Jane was quiet in the car on the drive into town. She hadn't much choice; her sister talked non-stop, already spending the riches she was sure would soon be hers. The secretary ushered them into Mr Smedly's office. With him was a tall, thin man who looked vaguely familiar. Not surprising, thought Jane; he is an famous actor, after all.

Elizabeth put the charm on straight away.
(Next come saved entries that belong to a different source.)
PR #1388, opened 2018-05-16
cpus: denver: report CVE_2017_5715 mitigation to higher layers

vwadekar:
This patch uses the 'declare_cpu_ops_workaround_cve_2017_5715' macro, to
set the check function, to report that Denver cores are mitigated.

Change-Id: I1bb6eefdec8c01fb8b645e112f8d04d4bb8811ef

### DIFF
--- a/lib/cpus/aarch64/denver.S
+++ b/lib/cpus/aarch64/denver.S
@@ -189,6 +189,25 @@ func denver_disable_dco
 	ret
 endfunc denver_disable_dco
 
+func check_errata_cve_2017_5715
+	mov	x0, #ERRATA_MISSING
+#if WORKAROUND_CVE_2017_5715
+	/*
+	 * Check if the CPU supports the special instruction
+	 * required to flush the indirect branch predictor and
+	 * RSB. Support for this operation can be determined by
+	 * comparing bits 19:16 of ID_AFR0_EL1 with 0b0001.
+	 */
+	mrs	x1, id_afr0_el1
+	mov	x2, #0x10000
+	and	x1, x1, x2
+	cbz	x1, 1f
+	mov	x0, #ERRATA_APPLIES
+1:
+#endif
+	ret
+endfunc check_errata_cve_2017_5715
+
 	/* -------------------------------------------------
 	 * The CPU Ops reset function for Denver.
 	 * -------------------------------------------------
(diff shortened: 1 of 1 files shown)


danh-arm:
jenkins: test this please

danh-arm:
IP review: +1

lib/cpus/aarch64/denver.S
```diff
@@ -267,27 +267,27 @@ func denver_cpu_reg_dump
 	ret
 endfunc denver_cpu_reg_dump
 
-declare_cpu_ops denver, DENVER_MIDR_PN0, \
+declare_cpu_ops_workaround_cve_2017_5715 denver, DENVER_MIDR_PN0, \
 	denver_reset_func, \
 	denver_core_pwr_dwn, \
```
dp-arm: you need to set a check function before core_pwr_dwn that returns #ERRATA_APPLIES when the cpu is vulnerable, #ERRATA_NOT_APPLIES if it is not vulnerable and #ERRATA_MISSING if the cpu is vulnerable but mitigation is not enabled.

ditto for all macros below.

dp-arm: the reason it builds is because the macro has variadic arguments

dp-arm:
@vwadekar ping

antonio-nino-diaz-arm:
@vwadekar ping

dp-arm:
@vwadekar can you rework this?

vwadekar:
@dp-arm @antonio-nino-diaz-arm 

Sorry for the delay. Updated the PR with changes. Please let me know if this looks OK

lib/cpus/aarch64/denver.S
```diff
@@ -189,6 +189,15 @@ func denver_disable_dco
 	ret
 endfunc denver_disable_dco
 
+func check_errata_cve_2017_5715
+#if WORKAROUND_CVE_2017_5715
+	mov	x0, #ERRATA_APPLIES
```
dp-arm: It is not enough to assume that erratum applies if WORKAROUND_CVE_2017_5715 is set.

In denver_reset_func you have this:

`
        /*
         * Check if the CPU supports the special instruction
         * required to flush the indirect branch predictor and
         * RSB. Support for this operation can be determined by
         * comparing bits 19:16 of ID_AFR0_EL1 with 0b0001.
         */
        mrs     x0, id_afr0_el1
        mov     x1, #0x10000
        and     x0, x0, x1
        cmp     x0, #0
        adr     x1, workaround_bpflush_runtime_exceptions
        mrs     x2, vbar_el3
        csel    x0, x1, x2, ne
        msr     vbar_el3, x0
`

I think a similar check is required to really be sure that the erratum workaround will apply.

dp-arm: just to clarify, ERRATA_APPLIES means CPU is vulnerable and the workaround is active, ERRATA_NOT_APPLIES means CPU is not vulnerable and ERRATA_MISSING means CPU is vulnerable but workaround is not compiled in.

soby-mathew:
@vwadekar, could you address comments by @dp-arm ?

lib/cpus/aarch64/denver.S
vwadekar: @dp-arm 

Does it make sense to keep the check if special instruction only at one place? Not sure why we need the same check at two places

dp-arm: @vwadekar yeah you can factor it out and call it from two places

antonio-nino-diaz-arm:
@vwadekar, ping

vwadekar:
@antonio-nino-diaz-arm 

Updated the PR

'Uncle John,' she said, giving him her most brilliant smile. 'I've always been a great fan of your movies. Who knew we were flesh and blood? What a pity we never met before. But we have plenty of time to make up for that now.'
Her uncle looked at her.
'You must be Elizabeth. I'm glad you liked my movies. And we have met before.'
'No,' said Elizabeth. 'I'd remember.'
'I doubt it. I was cold, tired, and hungry. And you wouldn't give me so much as a cup of tea.'
'I think you must be mistaken.'
'I'm afraid not. And because of that, you will never be my heir.'
'I don't understand.'
'You will.' He turned to Jane. 'Now you, Jane; you, on the other hand, are a kind and good young woman. You gave me plenty of good hot tea, fed me, let me sit by your fire, even clothed me. You, my dear, shall be my heir.'
Jane shook her head.
'No, there must be some mistake. We've never met.'
Her uncle smiled.
'Haven't we?' he said. From a chair near Mr Smedly's desk he took an old black shawl. He threw it over his head, stooped down, and smiling at Jane, said: 'Are you sure we haven't met, dearie?'
She was looking at the old woman who had come to the house earlier. Jane remembered then that her uncle was an actor. Elizabeth clearly remembered it also, for she began to wail, realising what her moment of unkindness had cost her.
(C) Fr Levi

I told this story to the children in the school today. Again, no prizes for guessing what passage of Scripture this is based on! I did wonder if the children would see the 'twist' at the end coming, but they assured me they didn't - what it is to be young and innocent!